Report every line in the records below that holds the word "index".
-- GIVEN RECORDS follows --
PR #1939, opened 2026-06-03
fix(redis): Return all items from Redis dataset `get_data` with `desc=True` and `limit=None`

vdusek:
## Description

`RedisDatasetClient.get_data` called with `desc=True, offset=0, limit=None` fell through to the generic descending match arm and built the Redis JSON path `$[:-0]`. Slice semantics treat `-0` as `0`, so the path evaluated to an empty array and a non-empty dataset silently returned zero items, while the symmetric ascending call correctly returned everything.

This adds an explicit `case (True, 0, None)` arm producing `$[:]` (all items, reversed afterwards by the existing `desc` handling), plus a regression test.

### DIFF
--- a/src/crawlee/storage_clients/_redis/_dataset_client.py
+++ b/src/crawlee/storage_clients/_redis/_dataset_client.py
@@ -185,6 +185,8 @@ class RedisDatasetClient(DatasetClient, RedisClientMixin):
         match (desc, offset, limit):
             case (True, 0, int()):
                 json_path += f'[-{limit}:]'
+            case (True, 0, None):
+                json_path += '[:]'
             case (True, int(), None):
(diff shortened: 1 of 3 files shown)


Mantisus (approved):
One suggestion.

vdusek:
> One suggestion.

@Mantisus Which one? :slightly_smiling_face:

Mantisus:
> @Mantisus Which one? 🙂

And it got lost somewhere 🙂

Maybe we should move the test to `storages/test_dataset.py`. I think it would be useful for all storage clients.

Mantisus (approved):
LGTM

janbuchar (approved):

PR #1940, opened 2026-06-03
fix: Do not raise KeyError in parse_sitemap when partial options are provided

vdusek:
## Description

- `ParseSitemapOptions` is declared as `TypedDict(total=False)`, so every key is optional, but `parse_sitemap` read `emit_nested_sitemaps`, `max_depth`, and `sitemap_retries` with direct subscripting. Any caller passing a partial options dict (e.g. just `timeout`) via `Sitemap.load()`, `Sitemap.parse()`, or `parse_sitemap()` hit a `KeyError`.
- Read all options uniformly with `.get()` and the existing defaults, collapsing the duplicated `if/else` branches.
- Add a regression test covering a partial options dict.

### DIFF
--- a/src/crawlee/_utils/sitemap.py
+++ b/src/crawlee/_utils/sitemap.py
@@ -437,17 +437,11 @@ async def parse_sitemap(
     up to the specified maximum depth.
     """
     # Set default options
-    default_timeout = timedelta(seconds=30)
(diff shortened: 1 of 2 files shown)


Mantisus (approved):
LGTM

PR #1941, opened 2026-06-03
fix(memory-storage): Avoid duplicate processed requests in memory request queue client

vdusek:
## Description

- `MemoryRequestQueueClient.add_batch_of_requests` appended a `ProcessedRequest` twice for requests that were already present in the queue but not yet handled — once in the `was_already_present` branch and again at the unconditional append after the if/else block, which that branch did not skip.
- This violated the contract that `AddRequestsResponse.processed_requests` contains exactly one entry per input request and inflated results for any caller iterating the list.
- Removed the inner append so the shared append at the end handles both branches, matching the structure of the file system client. Added a regression test.


Mantisus (approved):
LGTM

janbuchar (approved):

PR #1942, opened 2026-06-03
fix(redis): Preserve shared Redis index hashes when dropping a storage

vdusek:
### Description

`RedisClientMixin._drop` called `pipe.delete(f'{MAIN_KEY}:id_to_name', storage_id)` (and the same for `name_to_id`), but Redis `DEL` deletes whole top-level keys — it does not remove a field from a hash. Since `id_to_name` and `name_to_id` are shared hashes holding the mappings for every storage of a given type, dropping any single Dataset/KVS/RequestQueue wiped the entire index, breaking subsequent `open(id=...)` calls for all sibling storages (open-by-name kept working, since it reads metadata directly).

This replaces the two `DEL` calls with `HDEL`, removing only the dropped storage's fields, and adds a regression test verifying that a sibling storage's index entries survive a drop and that it can still be opened by ID.


Mantisus (approved):
Good catch!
-- GIVEN RECORDS concluded --
RESPONSE AREA →
fix(redis): Preserve shared Redis index hashes when dropping a storage
`RedisClientMixin._drop` called `pipe.delete(f'{MAIN_KEY}:id_to_name', storage_id)` (and the same for `name_to_id`), but Redis `DEL` deletes whole top-level keys — it does not remove a field from a hash. Since `id_to_name` and `name_to_id` are shared hashes holding the mappings for every storage of a given type, dropping any single Dataset/KVS/RequestQueue wiped the entire index, breaking subsequent `open(id=...)` calls for all sibling storages (open-by-name kept working, since it reads metadata directly).
This replaces the two `DEL` calls with `HDEL`, removing only the dropped storage's fields, and adds a regression test verifying that a sibling storage's index entries survive a drop and that it can still be opened by ID.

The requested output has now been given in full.